[[ DATA SUPPLIED open ]]

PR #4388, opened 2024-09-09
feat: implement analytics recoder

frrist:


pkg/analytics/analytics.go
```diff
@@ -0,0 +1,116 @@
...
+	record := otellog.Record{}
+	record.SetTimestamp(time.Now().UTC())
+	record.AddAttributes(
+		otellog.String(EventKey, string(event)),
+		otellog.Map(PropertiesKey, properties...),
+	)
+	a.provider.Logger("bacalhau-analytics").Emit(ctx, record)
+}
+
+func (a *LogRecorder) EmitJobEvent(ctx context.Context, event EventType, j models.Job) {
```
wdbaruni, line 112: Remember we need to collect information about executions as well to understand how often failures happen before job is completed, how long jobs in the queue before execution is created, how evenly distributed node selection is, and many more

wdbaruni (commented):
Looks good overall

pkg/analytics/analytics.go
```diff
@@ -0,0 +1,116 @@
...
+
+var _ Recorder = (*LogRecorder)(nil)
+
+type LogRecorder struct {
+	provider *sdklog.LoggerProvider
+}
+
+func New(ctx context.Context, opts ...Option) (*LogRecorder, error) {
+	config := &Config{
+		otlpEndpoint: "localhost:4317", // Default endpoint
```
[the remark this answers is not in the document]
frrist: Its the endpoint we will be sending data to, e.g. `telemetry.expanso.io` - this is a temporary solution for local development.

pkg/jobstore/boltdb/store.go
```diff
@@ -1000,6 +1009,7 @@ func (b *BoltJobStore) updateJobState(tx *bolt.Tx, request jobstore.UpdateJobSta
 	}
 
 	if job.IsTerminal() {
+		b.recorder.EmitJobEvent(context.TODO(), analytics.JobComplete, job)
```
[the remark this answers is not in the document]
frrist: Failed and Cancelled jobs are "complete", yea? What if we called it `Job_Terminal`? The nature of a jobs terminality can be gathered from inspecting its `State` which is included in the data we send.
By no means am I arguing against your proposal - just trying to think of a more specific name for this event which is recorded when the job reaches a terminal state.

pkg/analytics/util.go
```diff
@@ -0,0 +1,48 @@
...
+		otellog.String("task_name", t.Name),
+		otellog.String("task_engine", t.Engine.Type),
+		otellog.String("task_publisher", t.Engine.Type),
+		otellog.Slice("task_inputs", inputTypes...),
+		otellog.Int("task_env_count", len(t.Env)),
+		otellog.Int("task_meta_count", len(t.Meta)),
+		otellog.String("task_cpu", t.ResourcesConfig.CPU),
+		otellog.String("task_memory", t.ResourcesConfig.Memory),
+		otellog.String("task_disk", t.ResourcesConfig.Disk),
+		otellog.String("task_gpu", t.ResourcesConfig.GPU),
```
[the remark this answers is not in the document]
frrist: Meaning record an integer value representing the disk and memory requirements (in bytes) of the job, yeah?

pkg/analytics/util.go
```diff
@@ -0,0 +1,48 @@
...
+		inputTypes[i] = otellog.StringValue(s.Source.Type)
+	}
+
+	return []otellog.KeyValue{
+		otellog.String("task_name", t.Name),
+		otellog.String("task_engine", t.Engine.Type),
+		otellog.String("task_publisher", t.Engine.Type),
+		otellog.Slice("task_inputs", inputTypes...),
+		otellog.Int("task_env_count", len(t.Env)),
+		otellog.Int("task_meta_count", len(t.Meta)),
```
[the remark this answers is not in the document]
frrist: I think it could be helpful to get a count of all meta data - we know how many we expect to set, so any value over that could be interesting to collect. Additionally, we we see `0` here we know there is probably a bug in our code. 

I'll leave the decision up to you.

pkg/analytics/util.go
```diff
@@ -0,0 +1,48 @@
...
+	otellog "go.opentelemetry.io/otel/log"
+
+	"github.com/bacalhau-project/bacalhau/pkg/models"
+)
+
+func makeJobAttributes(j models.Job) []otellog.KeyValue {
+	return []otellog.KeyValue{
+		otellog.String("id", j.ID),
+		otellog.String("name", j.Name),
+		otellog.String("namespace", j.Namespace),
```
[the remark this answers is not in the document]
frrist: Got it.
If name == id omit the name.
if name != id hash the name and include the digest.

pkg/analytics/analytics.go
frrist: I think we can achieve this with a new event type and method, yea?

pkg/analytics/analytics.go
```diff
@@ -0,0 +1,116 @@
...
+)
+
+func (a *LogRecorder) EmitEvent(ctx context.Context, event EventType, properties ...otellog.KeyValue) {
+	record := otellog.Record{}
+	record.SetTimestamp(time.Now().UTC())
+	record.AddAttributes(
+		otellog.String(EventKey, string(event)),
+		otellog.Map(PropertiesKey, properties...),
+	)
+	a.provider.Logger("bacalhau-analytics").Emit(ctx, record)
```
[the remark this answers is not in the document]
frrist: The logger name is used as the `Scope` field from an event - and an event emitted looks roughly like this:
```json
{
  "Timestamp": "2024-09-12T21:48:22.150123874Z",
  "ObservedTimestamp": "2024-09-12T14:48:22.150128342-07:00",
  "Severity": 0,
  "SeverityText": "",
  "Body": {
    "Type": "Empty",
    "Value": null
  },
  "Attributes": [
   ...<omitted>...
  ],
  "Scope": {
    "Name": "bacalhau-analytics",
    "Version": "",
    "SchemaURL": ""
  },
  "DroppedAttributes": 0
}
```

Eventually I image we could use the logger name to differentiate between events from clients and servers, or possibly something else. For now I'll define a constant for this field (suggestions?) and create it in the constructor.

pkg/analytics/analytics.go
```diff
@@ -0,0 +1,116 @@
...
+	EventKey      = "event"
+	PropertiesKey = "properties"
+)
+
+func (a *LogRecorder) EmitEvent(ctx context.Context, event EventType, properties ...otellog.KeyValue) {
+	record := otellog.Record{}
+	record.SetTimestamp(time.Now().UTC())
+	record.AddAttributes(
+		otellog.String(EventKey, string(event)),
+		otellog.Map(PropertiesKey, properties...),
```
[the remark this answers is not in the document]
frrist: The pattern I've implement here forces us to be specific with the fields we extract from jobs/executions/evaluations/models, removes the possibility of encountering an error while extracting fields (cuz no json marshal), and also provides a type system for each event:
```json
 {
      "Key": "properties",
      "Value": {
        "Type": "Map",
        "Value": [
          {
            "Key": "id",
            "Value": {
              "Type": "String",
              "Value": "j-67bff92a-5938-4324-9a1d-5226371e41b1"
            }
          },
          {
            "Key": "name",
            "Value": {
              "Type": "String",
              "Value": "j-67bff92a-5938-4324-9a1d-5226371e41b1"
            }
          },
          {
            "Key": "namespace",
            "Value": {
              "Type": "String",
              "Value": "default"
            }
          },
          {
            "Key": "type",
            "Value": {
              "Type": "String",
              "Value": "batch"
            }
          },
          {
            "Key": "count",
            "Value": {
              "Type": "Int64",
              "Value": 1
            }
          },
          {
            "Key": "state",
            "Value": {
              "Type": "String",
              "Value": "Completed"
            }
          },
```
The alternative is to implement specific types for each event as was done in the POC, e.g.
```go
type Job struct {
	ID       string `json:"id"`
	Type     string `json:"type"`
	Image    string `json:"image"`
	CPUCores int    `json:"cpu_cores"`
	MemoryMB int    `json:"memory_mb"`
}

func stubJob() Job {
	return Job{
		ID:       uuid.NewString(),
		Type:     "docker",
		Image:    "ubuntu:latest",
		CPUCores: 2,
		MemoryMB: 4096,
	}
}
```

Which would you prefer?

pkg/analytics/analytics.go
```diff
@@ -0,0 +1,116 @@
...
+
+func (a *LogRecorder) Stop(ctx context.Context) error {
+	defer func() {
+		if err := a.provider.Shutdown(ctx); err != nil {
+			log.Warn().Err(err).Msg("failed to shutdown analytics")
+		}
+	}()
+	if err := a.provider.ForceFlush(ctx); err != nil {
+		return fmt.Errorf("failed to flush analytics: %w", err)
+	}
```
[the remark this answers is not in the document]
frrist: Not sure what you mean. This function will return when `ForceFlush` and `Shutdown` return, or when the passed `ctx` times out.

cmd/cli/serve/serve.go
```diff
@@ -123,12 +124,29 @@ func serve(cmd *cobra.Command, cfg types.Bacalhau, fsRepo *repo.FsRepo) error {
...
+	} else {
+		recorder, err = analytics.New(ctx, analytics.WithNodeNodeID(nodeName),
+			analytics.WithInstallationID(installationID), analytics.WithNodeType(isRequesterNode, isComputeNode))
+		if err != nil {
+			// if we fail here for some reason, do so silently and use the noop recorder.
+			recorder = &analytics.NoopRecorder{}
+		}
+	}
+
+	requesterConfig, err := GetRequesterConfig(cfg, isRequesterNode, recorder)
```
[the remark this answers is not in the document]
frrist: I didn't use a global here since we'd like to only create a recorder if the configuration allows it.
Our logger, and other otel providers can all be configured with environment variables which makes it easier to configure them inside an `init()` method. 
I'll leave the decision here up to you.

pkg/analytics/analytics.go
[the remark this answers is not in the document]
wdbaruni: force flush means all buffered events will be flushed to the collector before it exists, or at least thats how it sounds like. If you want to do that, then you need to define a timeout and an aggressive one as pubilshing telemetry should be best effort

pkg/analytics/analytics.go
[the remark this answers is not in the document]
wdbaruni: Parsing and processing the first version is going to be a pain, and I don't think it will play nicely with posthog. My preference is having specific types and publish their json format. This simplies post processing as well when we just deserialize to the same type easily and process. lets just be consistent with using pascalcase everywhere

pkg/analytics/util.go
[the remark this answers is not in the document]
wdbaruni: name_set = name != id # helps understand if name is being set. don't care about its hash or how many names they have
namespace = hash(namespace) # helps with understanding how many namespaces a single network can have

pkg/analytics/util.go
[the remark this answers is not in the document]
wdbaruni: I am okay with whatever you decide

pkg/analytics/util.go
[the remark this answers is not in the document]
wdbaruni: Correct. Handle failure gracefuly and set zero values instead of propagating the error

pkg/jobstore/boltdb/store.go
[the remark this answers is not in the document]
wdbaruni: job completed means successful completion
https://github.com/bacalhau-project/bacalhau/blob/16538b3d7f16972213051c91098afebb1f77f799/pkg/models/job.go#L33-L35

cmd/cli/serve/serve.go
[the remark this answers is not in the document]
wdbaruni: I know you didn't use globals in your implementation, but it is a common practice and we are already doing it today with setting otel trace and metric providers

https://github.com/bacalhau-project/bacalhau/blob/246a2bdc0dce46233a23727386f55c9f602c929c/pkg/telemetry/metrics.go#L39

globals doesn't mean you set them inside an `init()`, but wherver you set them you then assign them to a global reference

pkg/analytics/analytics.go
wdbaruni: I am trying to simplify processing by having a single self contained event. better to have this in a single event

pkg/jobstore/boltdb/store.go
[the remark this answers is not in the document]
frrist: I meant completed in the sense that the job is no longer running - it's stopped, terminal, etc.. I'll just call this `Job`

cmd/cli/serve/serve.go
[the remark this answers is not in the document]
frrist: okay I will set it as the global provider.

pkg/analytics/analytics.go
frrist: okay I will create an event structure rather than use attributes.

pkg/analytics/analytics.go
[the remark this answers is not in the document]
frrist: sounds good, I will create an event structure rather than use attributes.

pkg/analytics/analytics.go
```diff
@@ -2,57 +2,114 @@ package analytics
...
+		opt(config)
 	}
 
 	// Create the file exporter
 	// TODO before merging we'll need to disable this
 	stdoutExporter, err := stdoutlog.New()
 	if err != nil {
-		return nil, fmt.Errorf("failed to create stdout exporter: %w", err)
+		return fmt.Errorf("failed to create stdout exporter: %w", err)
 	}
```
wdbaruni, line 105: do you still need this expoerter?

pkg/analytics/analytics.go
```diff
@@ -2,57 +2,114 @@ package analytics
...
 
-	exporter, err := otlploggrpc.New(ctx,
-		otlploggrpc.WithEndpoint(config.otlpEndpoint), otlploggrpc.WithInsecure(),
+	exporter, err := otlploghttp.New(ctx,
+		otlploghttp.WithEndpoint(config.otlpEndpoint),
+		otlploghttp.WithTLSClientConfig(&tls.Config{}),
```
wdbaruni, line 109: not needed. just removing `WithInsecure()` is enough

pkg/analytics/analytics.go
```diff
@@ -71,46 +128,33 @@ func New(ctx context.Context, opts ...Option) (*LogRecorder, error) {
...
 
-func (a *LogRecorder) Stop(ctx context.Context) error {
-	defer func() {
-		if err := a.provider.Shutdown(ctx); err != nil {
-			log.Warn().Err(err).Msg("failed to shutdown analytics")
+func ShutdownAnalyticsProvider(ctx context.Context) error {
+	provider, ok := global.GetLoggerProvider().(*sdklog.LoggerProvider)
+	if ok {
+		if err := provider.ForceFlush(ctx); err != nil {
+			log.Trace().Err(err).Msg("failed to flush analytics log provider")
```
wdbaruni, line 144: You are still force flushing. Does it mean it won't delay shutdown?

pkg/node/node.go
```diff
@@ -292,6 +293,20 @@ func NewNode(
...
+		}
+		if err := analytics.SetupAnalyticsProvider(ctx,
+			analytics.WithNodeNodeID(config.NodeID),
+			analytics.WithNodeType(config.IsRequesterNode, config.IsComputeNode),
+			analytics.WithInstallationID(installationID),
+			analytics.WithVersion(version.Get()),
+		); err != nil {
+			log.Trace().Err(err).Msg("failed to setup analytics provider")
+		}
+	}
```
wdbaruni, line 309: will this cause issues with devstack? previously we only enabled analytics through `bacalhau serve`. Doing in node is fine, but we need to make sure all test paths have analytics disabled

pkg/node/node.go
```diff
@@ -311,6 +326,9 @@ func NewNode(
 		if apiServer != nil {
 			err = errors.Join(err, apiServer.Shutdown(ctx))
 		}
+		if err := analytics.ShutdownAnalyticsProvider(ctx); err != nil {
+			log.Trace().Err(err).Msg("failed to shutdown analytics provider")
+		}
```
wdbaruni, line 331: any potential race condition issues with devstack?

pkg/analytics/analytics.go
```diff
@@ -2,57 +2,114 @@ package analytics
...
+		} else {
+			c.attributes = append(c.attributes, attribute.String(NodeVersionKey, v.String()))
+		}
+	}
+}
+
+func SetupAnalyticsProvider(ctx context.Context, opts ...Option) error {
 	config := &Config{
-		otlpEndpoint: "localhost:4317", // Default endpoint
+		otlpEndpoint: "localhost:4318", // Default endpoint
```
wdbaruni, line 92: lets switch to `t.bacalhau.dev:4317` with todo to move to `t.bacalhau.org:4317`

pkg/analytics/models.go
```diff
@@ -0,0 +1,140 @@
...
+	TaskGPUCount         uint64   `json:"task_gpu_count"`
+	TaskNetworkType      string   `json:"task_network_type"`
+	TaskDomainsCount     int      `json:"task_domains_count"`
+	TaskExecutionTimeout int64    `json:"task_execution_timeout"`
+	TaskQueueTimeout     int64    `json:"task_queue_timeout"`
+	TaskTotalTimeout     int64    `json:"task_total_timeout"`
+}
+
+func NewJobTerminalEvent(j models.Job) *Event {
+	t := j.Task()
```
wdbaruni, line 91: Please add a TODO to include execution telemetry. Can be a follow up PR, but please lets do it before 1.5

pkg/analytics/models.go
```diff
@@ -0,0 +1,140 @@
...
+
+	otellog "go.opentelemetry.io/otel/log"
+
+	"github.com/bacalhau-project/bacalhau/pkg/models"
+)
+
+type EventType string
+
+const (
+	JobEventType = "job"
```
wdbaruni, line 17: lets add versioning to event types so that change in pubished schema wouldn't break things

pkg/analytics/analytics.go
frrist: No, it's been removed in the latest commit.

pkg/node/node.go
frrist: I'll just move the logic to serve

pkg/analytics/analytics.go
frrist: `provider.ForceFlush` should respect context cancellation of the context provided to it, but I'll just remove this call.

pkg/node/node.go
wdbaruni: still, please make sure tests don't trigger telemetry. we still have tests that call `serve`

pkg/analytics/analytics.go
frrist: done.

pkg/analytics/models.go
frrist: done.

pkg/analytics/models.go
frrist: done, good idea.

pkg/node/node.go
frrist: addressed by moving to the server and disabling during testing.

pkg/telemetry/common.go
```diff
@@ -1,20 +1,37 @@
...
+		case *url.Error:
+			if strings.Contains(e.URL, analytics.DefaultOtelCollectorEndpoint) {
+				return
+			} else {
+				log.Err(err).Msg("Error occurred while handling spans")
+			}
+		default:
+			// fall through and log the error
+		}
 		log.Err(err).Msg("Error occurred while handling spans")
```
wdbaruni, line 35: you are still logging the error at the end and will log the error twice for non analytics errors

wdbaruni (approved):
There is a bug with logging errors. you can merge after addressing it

[[ DATA SUPPLIED closed ]]

Identify all lines in the records above with the word "CPUCores".

## TASK RESPONSE
	CPUCores int    `json:"cpu_cores"`
		CPUCores: 2,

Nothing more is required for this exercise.